In my dataset, I have 5 readers who have classified tests (as either 0, 1 or 2) repeatedly over multiple days.

On each day, only 2-3 readers out of the 5 actually classified tests.

library(tidyverse)
library(broom)

df <- tibble(day = rep(1:10,10)) %>%
  arrange(day) %>%
  mutate(reader1 = rep(c(1, 2, 0, 0, 2, NA, NA, NA, NA, NA), each = 2, 5),
         reader2 = rep(c(NA, NA, NA, NA, NA, 1, 1 , 0, 1, 2), each = 2, 5),
         reader3 = rep(c(1, 1, 1, 0, 2, NA, NA, NA, NA, NA), each = 2, 5),
         reader4 = rep(c(NA, NA, NA, NA, NA, 2, 1, 0, 1, 2), each = 2, 5),
         reader5 = rep(c(NA, NA, NA, NA, NA, 2, 2, 0, 1, 2), each = 2, 5))

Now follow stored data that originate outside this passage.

PR #3180, opened 2026-08-21
Dropdown: Add label to internal listbox

marcysutton:
## Summary:

The listbox rendered by `SingleSelect` and `MultiSelect` lives in a portal, disconnected from its combobox opener, so it had no accessible name — screen reader users navigating into it got no context for the options. Fixes [CLASS-13348](https://khanacademy.atlassian.net/browse/CLASS-13348) (a11y audit finding).

The listbox is now labelled with the same name as the opener, verbatim. `getListboxLabelProps()` picks, in order:

1. `aria-labelledby` on the select → the listbox references the same element
2. the `<label>` associated with the opener (e.g. from `LabeledField`) → the listbox references that label's `id`
3. that label's text, when the label has no `id`
4. the select's `aria-label`

If the select has no label, neither does its listbox — no generic fallback text is invented, so there's nothing new to translate.

Issue: CLASS-13348

## Test plan:
- `pnpm jest`, `pnpm typecheck`, `pnpm lint` all pass
- Verify in Storybook: with `LabeledField`, both components render `<div role="listbox" aria-labelledby="…-labeled-field-label">` pointing at the visible label
- Review MultiSelect and SingleSelect Accessibility docs in Storybook

[CLASS-13348]: https://khanacademy.atlassian.net/browse/CLASS-13348?atlOrigin=eyJpIjoiNWRkNTljNzYxNjVmNDY3MDlhMDU5Y2ZhYzA5YTRkZjUiLCJwIjoiZ2l0aHViLWNvbS1KU1cifQ

### DIFF
--- a/packages/wonder-blocks-dropdown/src/components/__tests__/multi-select.test.tsx
+++ b/packages/wonder-blocks-dropdown/src/components/__tests__/multi-select.test.tsx
@@ -14,6 +14,8 @@ import {
 } from "@testing-library/user-event";
 
 import {PropsFor} from "@khanacademy/wonder-blocks-core";
+import {LabeledField} from "@khanacademy/wonder-blocks-labeled-field";
+
 import OptionItem from "../option-item";
 import MultiSelect from "../multi-select";
 import {defaultLabels as builtinLabels} from "../../util/constants";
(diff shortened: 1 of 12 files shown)


packages/wonder-blocks-dropdown/src/components/__tests__/multi-select.test.tsx
```diff
@@ -2566,6 +2568,117 @@ describe("MultiSelect", () => {
...
+            );
+
+            // Act
+            await userEvent.click(await screen.findByRole("combobox"));
+
+            // Assert
+            expect(
+                await screen.findByRole("listbox", {hidden: true}),
+            ).toHaveAccessibleName("Students");
+        });
```
jandrade: **suggestion:** This test can probably be removed as the `id` doesn't do anything related to connecting the label with the control.

packages/wonder-blocks-dropdown/src/components/__tests__/single-select.test.tsx
```diff
@@ -1878,6 +1880,130 @@ describe("SingleSelect", () => {
...
+            // Act
+            await userEvent.click(await screen.findByRole("combobox"));
+
+            // Assert
+            expect(
+                await screen.findByRole("listbox", {hidden: true}),
+            ).toHaveAccessibleName("Students");
+        });
+
+        it("should label the listbox with the text of a label element without an id", async () => {
```
jandrade: same suggestion about dropping this test here.

packages/wonder-blocks-dropdown/src/util/helpers.ts
```diff
@@ -84,3 +84,48 @@ export function getSelectOpenerLabel(
     }
     return props.label;
 }
+
+/**
+ * Returns the aria attributes that label a listbox with the same name as its
+ * opener. The listbox is rendered in a portal, so it needs its own name to give
+ * the options context.
+ */
+export function getListboxLabelProps({
```
jandrade, line 93: **praise:** Neat helper! I wonder if this can be reused with other widgets (to consider as a future improvement).

jandrade (approved):
Looks great! thanks for fixing this! :accessibility: 🚀

PR #3182, opened 2026-08-25
⚠️ Add middleware/focus props and reference registration to Floating

jandrade:
⚠️ Add middleware/focus props and reference registration to `Floating`

Adds the props that consumers like `Popover` need from `Floating`, and changes
how `Floating` resolves its reference (anchor) element so that a trigger no
longer has to forward refs — and so that no wrapper element is added to the DOM.

New props: `returnFocus`, `closeOnFocusOut`, `onPlacementChange`,
`shiftPadding`, `rootBoundary`.

New export: `useFloatingReference` (and the `FloatingReferenceContext` it
reads). A trigger that can't receive a ref (a plain function component) can
attach the returned ref callback to the element it renders, and that element
becomes the reference element. Triggers that *can* receive a ref (host elements,
`forwardRef` and class components) keep getting the reference ref injected
directly, so existing usage is unchanged.

Each `Floating` provides its reference setter to **its own trigger only** —
never to the floating content — so multiple simultaneously open (or nested)
floating elements resolve independent reference elements.

Also removes the floating element's `max-inline-size` (previously `472px`,
carried over from `Tooltip`). That cap forced every `Floating` consumer into a
tooltip-sized bubble; the floating element now sizes to its content, and
consumers that need a width cap set one on their own content (or via the
`styles.floating` prop). `Popover` is unaffected — `PopoverContentCore` already
caps its content at 288px.

**Impact:** `@khanacademy/wonder-blocks-floating` is not yet released (`0.0.1`)
and currently has no production consumers, so this is additive for external
users. Within this stack, `WB-2119.2` (the `Popover` refactor) depends on
`useFloatingReference` and should be rebased on this once it lands.

Issue: WB-2119

## Test plan:

Automated: `pnpm typecheck`, `pnpm lint`, `pnpm jest packages/wonder-blocks-floating`
and `packages/wonder-blocks-popover` all pass, plus Storybook story tests
(with a11y) for every `Floating` story and 8 `Popover` stories.

Manual verification (positioning and focus behavior can't be fully asserted in
jsdom):

1. Run `pnpm start` and open **Packages / Floating → Custom Trigger Component**
   (http://localhost:6061/?path=/story/packages-floating--custom-trigger-component).
   - Click the trigger. The floating element should appear anchored to the
     custom component (which uses `useFloatingReference`, not a forwarded ref).
   - Confirm the trigger has **no wrapper element** around it in the DOM
     inspector.
   - Press `Esc` and click outside — both should dismiss it, confirming the
     props `Floating` injects still reach the trigger.
   - Confirm focus returns to the trigger after closing.
2. Open **Packages / Floating → Placements** and confirm all 12 placements still
   anchor correctly against `IconButton` triggers, in both LTR and RTL (toggle
   the direction global).
3. Open **Packages / Floating → Middlewares** and scroll the container; confirm
   `shift`/`flip`/`hide` still behave as before with a `View` trigger.
4. Confirm the floating element sizes to its content now that the `472px` cap is
   gone: check a long-text story (and a `Popover` story, which should be
   unchanged at 288px) in both LTR and RTL.

## Review plan:

1. ⚠️ [`floating.tsx`](https://github.com/Khan/wonder-blocks/pull/3182#discussion_r3854760344)
2. ⚠️ [`floating-reference-context.ts`](https://github.com/Khan/wonder-blocks/pull/3182#discussion_r3854760544)
3. ⚠️ [`accepts-ref.ts`](https://github.com/Khan/wonder-blocks/pull/3182#discussion_r3854760708)
4. ⚠️ [`floating.tsx` (styles)](https://github.com/Khan/wonder-blocks/pull/3182#discussion_r3863055138) — removes the `472px` `max-inline-size`.

### Common patterns:

**1 File:** New optional props are declared with JSDoc (so they land in the
Storybook props table), defaulted in the destructured signature, and threaded
into the floating-ui config. Five props follow this shape.

```diff
+    /**
+     * The boundary that the floating element should be kept within by the
+     * `flip` and `shift` middleware.
+     * @default "viewport"
+     */
+    rootBoundary?: "viewport" | "document";

-    shiftProp ? shift({padding: SHIFT_PADDING, crossAxis: true}) : undefined,
+    shiftProp
+        ? shift({padding: shiftPadding, crossAxis: true, rootBoundary})
+        : undefined,
```

**3 Files:** Logic that doesn't belong in the component was extracted into
`src/util/` with a colocated test file, then imported by `floating.tsx`.

```diff
-    const trigger = React.useMemo(() => {
-        return React.cloneElement(children, {
-            ref: refs.setReference,
-            ...getReferenceProps(),
-        });
-    }, [children, refs.setReference, getReferenceProps]);
+    const trigger = React.useMemo(() => {
+        return React.cloneElement(children, {
+            ...(acceptsRef(children) ? {ref: setReference} : undefined),
+            ...getReferenceProps(),
+        });
+    }, [children, setReference, getReferenceProps]);
```


packages/wonder-blocks-floating/src/components/floating.tsx
```diff
@@ -23,13 +23,25 @@ import {ARROW_SIZE_INLINE} from "../util/constants";
 import {Arrow, type ArrowStyles} from "./floating-arrow";
 import {Portal} from "./floating-portal";
 import {rtlMirror} from "../util/rtl-mirror-middleware";
+import {acceptsRef} from "../util/accepts-ref";
```
jandrade: ⚠️ **Medium risk** — this changes how the reference element is resolved for every consumer of `Floating`.

The reference ref is now injected *conditionally* (only when the trigger can receive one), and five new props are threaded into the floating-ui middleware and `FloatingFocusManager` config.

Worth scrutinising: a trigger that neither accepts a ref nor calls `useFloatingReference` now fails **silently** — no reference element resolves, so `open && elements.reference` stays false and the floating element simply never renders. Previously React logged a "Function components cannot be given refs" warning in that situation. I left out a dev-mode warning because the check is racy on the first commit (the ref callback and the context registration can both land after the first render); happy to add a deferred check in an effect if you'd prefer the louder failure.

packages/wonder-blocks-floating/src/util/floating-reference-context.ts
```diff
@@ -0,0 +1,48 @@
+import * as React from "react";
```
jandrade: ⚠️ **Medium risk** — new public API (`useFloatingReference` / `FloatingReferenceContext`).

The key line to check is where the provider is placed in `floating.tsx`: it wraps **only the trigger**, never `content`. That's what keeps multiple simultaneously open — and nested — floating elements from claiming each other's reference element, since a trigger rendered inside an outer floating element resolves to its own nearest provider.

There are no ids and no document-wide queries involved, so there is nothing to collide across instances or across React roots. Covered by tests for the multi-instance, nested, and "content can't see the setter" cases in `floating.test.tsx`.

packages/wonder-blocks-floating/src/util/accepts-ref.ts
```diff
@@ -0,0 +1,31 @@
+import * as React from "react";
```
jandrade: ⚠️ **Medium risk** — new functionality that inspects React internals.

`acceptsRef` decides whether a ref can be injected by checking `$$typeof` against `Symbol.for("react.forward_ref")` / `Symbol.for("react.memo")` and `prototype.isReactComponent`. These symbols are stable across React versions, but it is internals-adjacent, so worth confirming the covered cases are the ones we care about.

Unit tests cover host elements, `forwardRef`, `memo(forwardRef(...))`, class components, plain function components, and `memo(function)`.

packages/wonder-blocks-floating/src/components/floating.tsx
```diff
@@ -331,8 +422,6 @@ const styles = StyleSheet.create({
         background: semanticColor.core.background.base.default,
         border: `solid ${border.width.thin} ${semanticColor.core.border.neutral.subtle}`,
         borderRadius: border.radius.radius_040,
```
jandrade, line 452: ⚠️ Drops the `max-inline-size: 472px` cap (carried over from `Tooltip`). The floating element now sizes to its content, so consumers that want a width limit set one on their own content or via `styles.floating`. `Popover` is unaffected — `PopoverContentCore` already caps at 288px — but any future consumer relying on the implicit tooltip width will now render wider.

packages/wonder-blocks-floating/src/components/__tests__/floating.test.tsx
```diff
@@ -50,6 +80,213 @@ describe("Floating", () => {
...
+            // reference element and both are rendered.
+            const firstContent = screen.getByText("First content");
+            const secondContent = screen.getByText("Second content");
+
+            // Assert
+            expect(firstContent).toBeInTheDocument();
+            expect(secondContent).toBeInTheDocument();
+        });
+
+        it("should warn and not render the floating content when the trigger doesn't spread the props it is given", () => {
```
somewhatabstract: **suggestion:** The "and" in this test case, plus the two assertions, shows that this is pulling double duty asserting two different requirements; this should be two separate test cases.

packages/wonder-blocks-floating/src/components/floating.tsx
```diff
@@ -133,6 +167,36 @@ type FloatingProps = {
...
+     */
+    returnFocus?: boolean | React.MutableRefObject<HTMLElement | null>;
+
+    /**
+     * Whether the floating element should close when focus moves outside of it
+     * (e.g. the user tabs past the last focusable element). Only relevant for
+     * non-modal focus management (i.e. when `focusManagerEnabled` is `true`).
+     * @default false
+     */
+    closeOnFocusOut?: boolean;
```
somewhatabstract, line 199: **question:** `focusOut` is when a component that contained focus (like a dialog that has a focused textbox) no longer contains the focus, right? As opposed to `blur` which is the directly focused component losing focus.

somewhatabstract (approved):
LGTM

packages/wonder-blocks-floating/src/components/floating.tsx
jandrade: that's correct!

packages/wonder-blocks-floating/src/components/__tests__/floating.test.tsx
jandrade: fixed!

PR #3183, opened 2026-08-25
Remove node-fetch dependency

somewhatabstract:
## Summary

Node 24's built-in Fetch API makes `node-fetch` unnecessary, and its peer dependency on the testing packages forces every consumer (~90 packages in Khan/frontend) to carry `node-fetch` in their devDependencies just to satisfy peer resolution.

- Use the global `Response` directly in `RespondWith`, dropping the `ResponseImpl` indirection and its `node-fetch` fallback (dead code on Node 18+).
- Drop the body from mocked responses with null-body status codes (204/205/304) — the spec-compliant `Response` constructor throws on those where node-fetch's did not.
- Shim jsdom's missing fetch globals in the jest setup from `undici` (the implementation Node's own fetch comes from) instead of node-fetch.
- Remove `node-fetch`/`@types/node-fetch` from the testing packages' peer dependencies, the root manifest, the pnpm catalog, and the shared tsconfig `types` list.

Consumers' jsdom test environments must provide a global `Response` (Khan/frontend already polyfills one via `whatwg-fetch`).

Issue: FEI-8179

## Test plan:

- `pnpm jest` — full suite passes; testing-core snapshots updated for native fetch error/serialization text.
- `pnpm typecheck` and lint on changed files pass.
- Verify a consumer's tests (e.g. Khan/frontend) still pass against a snapshot build of `wonder-blocks-testing-core`.

---
_Generated by [Claude Code](https://claude.ai/code/session_013BRecrQQFefX75XUnn9XjS)_


jandrade (approved):
This is awesome! thanks for the cleanup :shipit:

PR #3186, opened 2026-08-26
WB-2185 Date Picker Contrast/Weight Styles

marcysutton:
## Summary:
This PR updates the styles for the Date Picker calendar to use color and font weight more intentionally.

- The current day is bolded and blue, no longer relying on color alone
- The selected day is no longer bolded, since it has a circle outline

Issue: WB-2185

## Test plan:
1. Open the date picker stories and measure contrast: `/?path=/story/packages-datepicker-datepicker--open-calendar-overlay&globals=theme:thunderblocks`
2. Note the days fall under text contrast (1.4.3) and should meet 4.5:1, while the previous/next arrow buttons fall under non-text-contrast (1.4.11), only requiring 3:1 ratio

## Screenshots

Before:
Date picker overlay with bolded selected day, and blue regular weight current day

After:
Date picker overlay with regular weight selected day, and blue bolded current day

### DIFF
--- a/.changeset/wise-walls-perform.md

Ultimate aim is to estimate intraclass correlations (using the ICC command in the psych package) between readers at each day. Ideal output would be a single data frame with the ICCs (and 95% confidence intervals) for each day to allow plotting.

This answer has been helpful, but only applies to situations with exactly two readers.

Where I am stuck:

Firstly, for each day, dropping columns where readers did not classify test (I think this is needed as ICC cannot have readers with no observations).

df %>%
  group_by(day) %>%
  nest()
  #something here to drop non-readers
  select_if(colSums(!is.na(.)) > 0)
  #doesn't work. Need to slice into separate data frames?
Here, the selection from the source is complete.